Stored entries
PR #200, opened 2019-01-14
Vahe:  tasks 221 230

hsp-vahe:


src/main/java/am/hsp/apps/seua/base/TaskBase.java
```diff
@@ -235,6 +235,19 @@ protected int getAbsoluteValueOfGivenNumber(int number) {
...
+	 * Is number belong to the range.
+	 */
+	protected boolean isBelongInnerRange(int number, int startRange, int endRange) {
+			return number > startRange && number < endRange;
+	}
+	
+	/**
+	 * Is subtraction of two numbers positive.
+	 */
+	protected boolean isPositive(int firstNumber, int secondNumber) {
```
hsp-harut: Based on method name it is not clear what should be positive? Maybe "difference"?

src/main/java/am/hsp/apps/seua/tasks_221_230/Task_229.java
```diff
@@ -0,0 +1,54 @@
...
+		System.out.println("product of the elements which`s value and index subtraction is positive number_ " + getResult(array));
+	}
+	
+	/**
+	 * Get the product of the elements which`s value and index subtraction is positive number.
+	 */
+	private int getResult(int array[]) {
+		int product = 1;
+		for(int i = 0; i < array.length; i++) {
+			if(isPositive(array[i], i)) {
```
hsp-harut: I guess that would be more correct to have a method which will accept an array as an argument, and the index of the element for which you need to check whether the difference of the value and the index is positive or not. That would be a meaningful method definitely. 
You see, it is not a useful method to check whether the difference between two given parameters is positive or not. It is hard to imagine where we might need to have such functionality.
**isDifferenceOfValueAndIndexPositive**

PR #215, opened 2019-02-06
Grigor: Search_Aalgorithms

hsp-grigor:


src/main/java/am/hsp/apps/algorithms/Binary_Search.java
```diff
@@ -0,0 +1,66 @@
...
+
+	}
+
+	/*
+	 * (non-Javadoc)
+	 * 
+	 * @see main.java.am.hsp.apps.seua.base.TaskBase#solve()
+	 */
+	@Override
+	public void solve() {
```
hsp-harut: Searching algorithms are not "solving" anything. They are just doing "search"

src/main/java/am/hsp/apps/algorithms/Binary_Search.java
```diff
@@ -0,0 +1,66 @@
...
+	/**
+	 * Find input number index in array using binary search algorithms. 
+	 * @param array
+	 * @param start
+	 * @param end
+	 * @param searchNumber
+	 * @return
+	 */
+	private int searchNumberIndex(int[] array, int start, int end, int searchNumber) {
+		int pivot = getPivot(start, end);
```
hsp-harut: You need to get the pivot only when it is actual. So it is not needed when you already know that the searchNumber does not exist in your array...

src/main/java/am/hsp/apps/algorithms/Binary_Search.java
```diff
@@ -0,0 +1,66 @@
...
+		
+		if (start > end || array[start] > searchNumber || array[end] < searchNumber) {
```
hsp-harut: This makes your code to be non cohesive. You need to create a method which will check whether searchNumber does not exist.
**isNotExist**

src/main/java/am/hsp/apps/algorithms/Binary_Search.java
```diff
@@ -0,0 +1,66 @@
...
+
+import main.java.am.hsp.apps.seua.base.TaskArray;
+
+/**
+ * Find input number index in array using binary search algorithms
+ * @author GRIGOR
+ *
+ */
+public class Binary_Search extends TaskArray {
+	private static final int NOT_FOUNDE = 0;
```
hsp-harut: 1. NOT_FOUND
2. Wrong value for the constant. 0 is the first index of the array, so when your program shows "0" as a searching result, it is not clear whether it found the search number in the first index of the array or the number is not found at all...

src/main/java/am/hsp/apps/algorithms/Interpolation_Search.java
```diff
@@ -0,0 +1,67 @@
...
+
+import main.java.am.hsp.apps.seua.base.TaskArray;
+
+/**
+ * Find input number index in array using interpolation search algorithms.
+ * 
+ * @author GRIGOR
+ *
+ */
+public class Interpolation_Search extends TaskArray {
```
hsp-harut: same issues in this class

src/main/java/am/hsp/apps/algorithms/Binary_Search.java
```diff
@@ -0,0 +1,66 @@
...
+	/*
+	 * (non-Javadoc)
+	 * 
+	 * @see main.java.am.hsp.apps.seua.base.TaskBase#solve()
+	 */
+	@Override
+	public void solve() {
+		int[] testArray = { 1, 2, 3, 4, 5, 7, 8, 9, 11 };
+		int serachNumber = getUserInput("Please enter the number");
+		System.out.println(searchNumberIndex(testArray, NOT_FOUNDE, testArray.length - 1, serachNumber));
```
hsp-harut: No. It is completely wrong to use NOT_FOUND constant as a method parameter. It does not matter that it has the same value as you need to pass to the method. The purpose of the Constants is to make the code clean and understandable. But in your case, you make the code Very Confusing and not understandable...

src/main/java/am/hsp/apps/algorithms/Binary_Search.java
```diff
@@ -0,0 +1,66 @@
+package main.java.am.hsp.apps.algorithms;
+
+import main.java.am.hsp.apps.seua.base.TaskArray;
+
+/**
+ * Find input number index in array using binary search algorithms
```
hsp-harut: It will also help you in future, to indicate also the complexity of the Algorithm. And also maybe to have the link you used for the algorithm investigation.

src/main/java/am/hsp/apps/algorithms/Jump_Search.java
```diff
@@ -0,0 +1,76 @@
...
+
+	/**
+	 * Find input number index in array using jump search algorithms.
+	 * 
+	 * @param array
+	 * @param searchNumber
+	 * @return
+	 */
+	private int searchNumberIndex(int[] array, int searchNumber) {
+		int start = 0;
```
hsp-harut: Why do you need this variable at all? If just to use in the line 54, then why you are not calculating startIndex for the linearSearch based on your "end" and the "step"?

src/main/java/am/hsp/apps/algorithms/Jump_Search.java
```diff
@@ -0,0 +1,76 @@
...
+		int end = 0;
```
hsp-harut: Actually this is your "current position" in the algorithm. So this variable name could be just **currentIndex**

src/main/java/am/hsp/apps/algorithms/Jump_Search.java
```diff
@@ -0,0 +1,76 @@
...
+		int step = getNearlyRoot(array.length);
+		while (array[end] < searchNumber) {
```
hsp-harut: hmm... yes currently your code works correct from the functional perspective, but actually lets make it also "logically correct".
So algorithm says that you are free to jump forward by the "step" if you didn't reach array last index yet.
So your loop condition should be just: **while (currentIndex < array.length)**

src/main/java/am/hsp/apps/algorithms/Jump_Search.java
```diff
@@ -0,0 +1,76 @@
...
+			start = end;
+			end += step;
```
hsp-harut: Actually, you need jump by the step only when your current element (in currentIndex) is less than the number you are searching for. So it is too soon to make this functionality here.

src/main/java/am/hsp/apps/algorithms/Jump_Search.java
```diff
@@ -0,0 +1,76 @@
...
+	 * @param array
+	 * @param searchNumber
+	 * @return
+	 */
+	private int searchNumberIndex(int[] array, int searchNumber) {
+		int start = 0;
+		int end = 0;
+		int step = getNearlyRoot(array.length);
+		while (array[end] < searchNumber) {
+			start = end;
```
hsp-harut: this is not needed

src/main/java/am/hsp/apps/algorithms/Jump_Search.java
```diff
@@ -0,0 +1,76 @@
...
+			end += step;
+			if (end >= array.length) {
```
hsp-harut: Actually you are doing here again the same "step forward" functionality - so you are initializing the current index by the last array index if the step forward makes you out of array bounds. So as I said this is the "part" of step forward functionality, which should be done only when your current element (in currentIndex) is less than the number you are searching for. So it is too soon to make this functionality here.

src/main/java/am/hsp/apps/algorithms/Jump_Search.java
```diff
@@ -0,0 +1,76 @@
...
+				end = array.length - 1;
+				break;
+			}
+			if (array[end] == searchNumber) {
```
hsp-harut: :+1:

src/main/java/am/hsp/apps/algorithms/Jump_Search.java
```diff
@@ -0,0 +1,76 @@
...
+				return end;
+			}
```
hsp-harut: So after the above "if" block, you already know, that your current element is not equal to the number you are searching for. So you have 2 possible scenarios here:
1. The current element is greater than the number. So you need to make a linearSearch for this case.
So you need to write appropriate "if" block now, and return the "linearSearch"

2. The current element is less than the number. So for this case you just need to make a step forward. So after the "if" block mentioned in "Point 1" above, you just need to reinitialize your **currentIndex** (by making a step forward)

src/main/java/am/hsp/apps/algorithms/Jump_Search.java
```diff
@@ -0,0 +1,76 @@
...
+		}
+		return searchNumberLiner(array, start, end, searchNumber);
```
hsp-harut: Actually, this should be the "NOT_FOUND" case...

src/main/java/am/hsp/apps/algorithms/search/JumpSearch.java
```diff
@@ -0,0 +1,88 @@
...
+		int step = getNearlyRoot(array.length);
+		while (array[end] <= searchNumber) {
+			end += step;
+			if (end >= array.length) {
+				end = array.length - 1;
+				break;
+			}
+			if (array[end] == searchNumber) {
+				return end;
+			}
```
hsp-harut: see my previous comment:

image

src/main/java/am/hsp/apps/algorithms/search/JumpSearch.java
```diff
@@ -0,0 +1,88 @@
...
+		}
+		return searchNumberLiner(array, end-step, end, searchNumber);
```
hsp-harut: you didn't fix my comment

image

src/main/java/am/hsp/apps/algorithms/search/base/SearchAlgorithmsBase.java
```diff
@@ -0,0 +1,22 @@
...
+ * @author GRIGOR
+ *
+ */
+public abstract class SearchAlgorithmsBase {
+
+	protected static final int NOT_FOUND = -1;
+
+	protected int[] array;
+
+	public void setArray(int[] array) {
```
hsp-harut: Setter/Getter methods should be the last methods in the class...

src/main/java/am/hsp/apps/algorithms/search/base/SearchAlgorithmsSortedBase.java
```diff
@@ -0,0 +1,25 @@
...
+	/**
+	 * Check whether is that valid to continue the searching process.
+	 * 
+	 * @param array
+	 * @param start
+	 * @param end
+	 * @param searchNumber
+	 * @return
+	 */
+	protected boolean isValidToContinue(int[] array, int start, int end, int searchNumber) {
```
hsp-harut: As I mentioned previously, the "array" is not needed here as a method param...

src/main/java/am/hsp/apps/algorithms/search/DemoSearch.java
```diff
@@ -0,0 +1,76 @@
...
+		demo.demoInterpolationSearch();
+		
+		
+
+	}
+
+	/**
+	 * Demonstration of the binary search algorithm.
+	 */
+	private void demoBinerySearch() {
```
hsp-harut: Binary

src/main/java/am/hsp/apps/algorithms/search/DemoSearch.java
```diff
@@ -0,0 +1,76 @@
...
+	private void demoJumpSearch() {
+		System.out.println("Demonstrating jump search: ");
+		doDemo(new JumpSearch());
+	}
+	
+	/**
+	 * Demonstration of the jump search algorithm.
+	 */
+	private void demoLinerSearch() {
+		System.out.println("Demonstrating jump search: ");
```
hsp-harut: linear

src/main/java/am/hsp/apps/algorithms/search/JumpSearch.java
```diff
@@ -0,0 +1,89 @@
...
+public class JumpSearch extends SearchAlgorithmsSortedBase {
+
+	/**
+	 * Find input number index in array using jump search algorithms.
+	 * 
+	 * @param array
+	 * @param searchNumber
+	 * @return
+	 */
+	private int searchNumberIndex(int searchNumber) {
```
hsp-harut: What is the reason of this method, if it has the same arguments as the "search" method has?

src/main/java/am/hsp/apps/algorithms/search/JumpSearch.java
```diff
@@ -0,0 +1,89 @@
...
+		if (isValidToContinue(0, array.length - 1, searchNumber)) {
+			return NOT_FOUND;
+		}
+		int currentIndex = 0;
+		int step = getNearlyRoot(array.length);
+		while (currentIndex < array.length) {
+			if (array[currentIndex] < searchNumber) {
```
hsp-harut: no need for this "if" block here. After 2 "if" blocks below, you can just make a step forward, as the only possible case is when "array[currentIndex] < searchNumber"

src/main/java/am/hsp/apps/algorithms/search/JumpSearch.java
```diff
@@ -0,0 +1,89 @@
...
+				currentIndex += step;
```
hsp-harut: You are doing Wrong step forward. Test your code when your array consists of 11 elements, and try to find the last element in the array. You will get index out of bounds exception

src/main/java/am/hsp/apps/algorithms/search/JumpSearch.java
```diff
@@ -0,0 +1,75 @@
...
+				return currentIndex;
+			}
+			if (array[currentIndex] > searchNumber) {
+				return searchNumberLiner(currentIndex - step, currentIndex, searchNumber);
+			}
+
+			currentIndex += step;
+
+		}
+		return searchNumberLiner(currentIndex - step, currentIndex, searchNumber);
```
hsp-harut: No. This is not found case, you have no right to make again linear search here.
And you again change your code to incorrect version **when I 2 times told you that it is Incorrect.** Bad.

image

src/main/java/am/hsp/apps/algorithms/search/JumpSearch.java
```diff
@@ -0,0 +1,75 @@
...
+		int step = getNearlyRoot(array.length);
+		while (currentIndex < array.length) {
+			if (array[currentIndex] == searchNumber) {
+				return currentIndex;
+			}
+			if (array[currentIndex] > searchNumber) {
+				return searchNumberLiner(currentIndex - step, currentIndex, searchNumber);
+			}
+
+			currentIndex += step;
```
hsp-harut: And again... 

image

_What you will do_:
Please give the number of lines in the entries that contain the word "serachNumber", and nothing besides it.

_Written response_:
2